Dilated Pulmonary Artery

Main pulmonary artery diameter (MPAD) is measured at its widest dimension at the level of its bifurcation on an axial supine scan [Figure 2B]. Dilated (>29 mm) pulmonary artery has been reported to suggest PH.[22] Though a few studies have suggested that in presence of significant burden of lung fibrosis, MPAD does not correlate well with peak pulmonary artery pressure,[2324] in patients with SSc, MPAD shows statistically significant positive correlation with peak pulmonary artery pressures.

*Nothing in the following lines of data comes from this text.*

PR #529, opened 2023-09-22
Fix ROS2 remote gem compatibility

AMZN-alexpete:
The repo.json gem compatibility does not match what is in the actual ROS2 gem.json causing the ROS2 gem to fail compatibility checks before downloading in Project Manager. 

*Testing*
I am not currently setup to test this on Linux, but at the very least this non-code change shouldn't break things any worse than before.

### DIFF
--- a/repo.json
+++ b/repo.json
@@ -123,7 +123,7 @@
                 "ROS2"
             ],
             "compatible_engines": [
-                "o3de-sdk==1.2.0",
+                "o3de-sdk>=1.2.0",
                 "o3de>=1.2.0"
             ],
             "icon_path": "preview.png",
--- a/repo.json
+++ b/repo.json
@@ -123,8 +123,8 @@
                 "ROS2"
             ],
             "compatible_engines": [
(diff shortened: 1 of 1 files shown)


spham-amzn (approved):

lumberyard-employee-dm (approved):

adamdbrw (approved):

michalpelka:
@AMZN-alexpete we do not support building o3de-extras/development against o3de/2305 (1.2.0).
I would like to set the minimum engine version for o3de-extras/stabilization/2301 and o3de-extras/development for 2.1.0 (current o3de/stabilization/2310).

AMZN-alexpete:
> @AMZN-alexpete we do not support building `o3de-extras/development` and `o3de-extras/stabilization/2310` against `o3de/2305 (1.2.0)`. I would like to set the minimum engine version for` o3de-extras/stabilization/2310` and `o3de-extras/development` for **2.1.0** (current `o3de/stabilization/2310`).

Good call, I've updated the minimum to be `2.1.0`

Similarly, the ratio of MPAD and aortic diameter also correlates well with the peak pulmonary artery pressure; however, the normalized MPAD (MPAD/BSA) does not show statistically significant correlation with peak pulmonary artery pressure.[8]

Mediastinal Lymphadenopathy

Enlarged mediastinal nodes on HRCT chest have been reported in 60% of patients of SSc by Bhalla et al.[18] In this series, enlarged lymph nodes were most frequently seen in station 7. The nodal enlargement corresponds to reactive change on histopathology when biopsy is performed.[25]

Conclusion

The primary goals of chest imaging in SSc patients are early detection and characterization of ILD, to evaluate for reversibility and any response to therapy. HRCT chest is the well-established gold standard imaging investigation used for this purpose. However, careful evaluation for extrapulmonary manifestations of SSc should also be done on HRCT chest as these findings may help to detect PH and visceral involvement in otherwise asymptomatic patients.